■ **Requirement**: Whenever a line carries the word "ShearTracer", pull it out of the entries.

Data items
PR #422, opened 2026-02-04
gh-268: including CMB lensing

### LINKED ISSUE #268: Implement CMB Lensing Tracer
## 📝 Issue Summary
This is quite a simple task, we need to implement a CMB lensing (preferentially in a way that can be extended to other CMB secondary observables too)  into the observables. This would support the use of cloelib for the CMBX measurements.

- [ ] **Goal 1**: Add a `observables/cmb.py` including classes that model the CMB secondary observables in the same way as other observables in cloelib
- [ ] **Goal 2**: include unit tests
- [ ] **Goal 3**: benchmark it against CCL and other codes like class.

### ✅ Expected Outcome
Being able to calculate theory vectors for 3x2pt photo + cross-correlations with cmb lensing.

### 🐞 Current Behavior (if applicable)
None, we do not have that implemented hehe

### 📌 Additional Notes
Simple, happy to take on this task, I just implemented this in firecrown too :) 

### 👥 Assignees
- @arthurmloureiro 
- @raphkou

raphkou:
### ✅ Summary

This PR allows computing CMB lensing power spectrum and cross-correlations with position and shear tracers.

### 🔄 Changes

- I added a new observable cmb.py which allows computing CMB lensing window function.
- I modified angular_two_point.py to compute CMB lensing power spectrum and cross-correlations. In particular, I modified the variable C_ell_out to handle the case where the tracers have different numbers of bins. This is the case of CMB lensing, which has only one redshift bin.
- I modified several cosmology files (camb, class, jax) to compute z_star which is required to compute the CMB lensing window function.
- I added a few unit tests in test_cmb.py, allowing to check the computation of the CMB lensing window function, power spectrum, and cross-correlations.

### 🛠 How to Test

I added the notebook cmb.ipynb in the playground (see PR https://github.com/cloe-org/playground/pull/116), which shows how to compute the CMB lensing power spectrum and cross-correlations, and performs a benchmark against CAMB and CCL.

### 📝 Documentation

- [x] This PR updates documentation

### 🏗 Related Issues

Resolves #268.

### 📌 Additional Notes

Pseudo-cl computation not implemented yet.

---


cloelib/cosmology/derived_cosmology.py
```diff
@@ -79,3 +79,23 @@ def rdrag_fitting_function(background, neff=3.046):
...
+
+    Assumes a cosmology-independent z_star.
+
+    Parameters
+    ----------
+    background: Background
+        Background class containing cosmology
+    neff: float
+        Effective number of neutrinos.
+
```
arthurmloureiro: `neff` is not being used. I suggest we remove it.

(Also the `Neff` value we are fixing is `3.044` 😄 )

cloelib/observables/cmb.py
```diff
@@ -0,0 +1,84 @@
...
+            Redshift at which window kernel is being evaluated
+
+        Returns
+        -------
+        window: np.ndarray
+        """
+        Omega_m0 = self.background.Omega_m(0.0)
+        factor = (
+            3
+            / 2
```
arthurmloureiro, line 73: I think you can put these in the same line, `3 / 2`. 

Note that in python 3.0 if you divide two integers, you get an integer back. This is not a problem here because the other quantities being multiplied will be floats. But could cause some `jit` issues with ambiguous typing in `jax`.

cloelib/summary_statistics/angular_two_point.py
```diff
@@ -219,10 +226,23 @@ def she_she_rule(C, i, j):
...
+            block = C[:, i - 1, j - 1]
+            return {("CMBL", "SHE", i, j): np.stack([block, np.zeros_like(block)])}
+
         tracer_rules = {
             (PositionsTracer, PositionsTracer): pos_pos_rule,
             (PositionsTracer, ShearTracer): pos_she_rule,
             (ShearTracer, ShearTracer): she_she_rule,
+            (CMBLensingTracer, PositionsTracer): cmbl_pos_rule,
+            (CMBLensingTracer, ShearTracer): cmbl_she_rule,
+            (CMBLensingTracer, CMBLensingTracer): cmbl_cmbl_rule,
```
arthurmloureiro, line 356: It seems from testing with your playground notebook that there's no symmetry in the calling. For example, the following will break:
```python
AngularTwoPoint(tracer_pos, tracer_cmblens_cross)
```
with the following error:
```python
---------------------------------------------------------------------------
KeyError                                  Traceback (most recent call last)
Cell In[25], line 3
      1 plt.figure()
      2 for i in range(6):
----> 3     ells = cells['CMBL', 'POS', 1, i+1].ell
      4     plt.loglog(ells, ells*(2*ells+1)*cells['CMBL', 'POS', 1, i+1], label = '$n_{{{}}}$'.format(i+1), linewidth=2, color=sns.color_palette("rocket", len(nz_example.keys()))[i-1])
      5 plt.xlabel(r'$\ell$')

KeyError: ('CMBL', 'POS', 1, 2)
```

Is this a feature or a bug? 😄

arthurmloureiro (changes requested):
Excellent stuff @raphkou !

Just a few questions and comments!

cloelib/cosmology/derived_cosmology.py
raphkou: This was copying `rdrag_fitting_function(background, neff=3.046)` in case we implemented a fitting function that depended on `neff`, but I'm happy to remove it since it is not the case at the moment.

cloelib/observables/cmb.py
raphkou: I'm happy to do that as well, but this is really copying `get_window_lensing` from `photo.py`. Should we change that there as well then?

cloelib/summary_statistics/angular_two_point.py
raphkou: There is actually some kind of symmetry because in your example, the key `('CMBL', 'POS', 2, 1)` would be present. But I agree it's not really logical since the 2 refers to POS. We have the choice whether your case should give `('CMBL', 'POS', 1, 2)` or `('POS', 'CMBL', 2, 1)`. I believe the former option would be more consistent with what is already implemented for the main probes, as `POS` always come before `SHE` for instance. If you agree with that, I will modify the code accordingly.

gcanasherrera: In the SGS a decision in terms of order was done for 3x2pt (POS and WL). I encourage to do the same here.

cloelib/cosmology/cosmology.py
```diff
@@ -126,6 +126,11 @@ def rdrag(self) -> float:
         """Sound horizon radius at last scattering in Mpc."""
         ...
 
+    @property
```
gcanasherrera, line 133: @raphkou @arthurmloureiro @cloe-org/cloe-maintainers 

Do we actually need this to be part of the background protocol? As far as I understand, it is a similar case as r_drag... can we take it to derived_cosmology? 

Forcing it to be part of the protocol would make everyone (even if you are coding GW in the future) to drag this along.

cloelib/cosmology/derived_cosmology.py
raphkou: @arthurmloureiro I removed it in the latest commit.

cloelib/summary_statistics/angular_two_point.py
raphkou: @arthurmloureiro @gcanasherrera I updated this in the latest commit. get_Cl will always return `('CMBL', 'POS', i, j)` in that order, and i will refer to 'CMBL' and j to 'POS'. It should also be symmetric in the calling.

cloelib/cosmology/cosmology.py
raphkou: @gcanasherrera Thanks a lot for the comment. However I'm not completely sure how to do that. In the new observable cmb.py, I use `z_star = self.background.z_star` which is then required to compute the window function. In this PR, `z_star` is now available in camb_cosmology.py, camb_cosmology.py and jax_cosmology.py. I can remove it from cosmology.py, but cmb.py will still assume that its background object knows what `z_star` is.

I am not sure I can take it to derived_cosmology.py, because this is a quantity that is computed by CAMB/CLASS (for jax we fix it to 1090).

arthurmloureiro: I think it may make sense to be a part of derived cosmology but I have not yet played with it to suggest an implementation

gcanasherrera:
Hey @raphkou , I was reviewing this more in detail, and I guess it is fine the way that it is, but, could we please update the docs and make sure that we are compatible with `numpy`>2 before merging? Thanks

raphkou:
Hi @gcanasherrera, thanks for reviewing this PR. I have updated the code so that it is indeed compatible with numpy>2. It seems to be alright now.

gcanasherrera:
For Guada to remember: this is being well taken care of, just on hold due to holidays.

gcanasherrera (approved):
Many thanks @raphkou

gcanasherrera:
@all-contributors please add @raphkou for code, ideas, docs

■ **The answer**:
             (PositionsTracer, ShearTracer): pos_she_rule,
             (ShearTracer, ShearTracer): she_she_rule,
+            (CMBLensingTracer, ShearTracer): cmbl_she_rule,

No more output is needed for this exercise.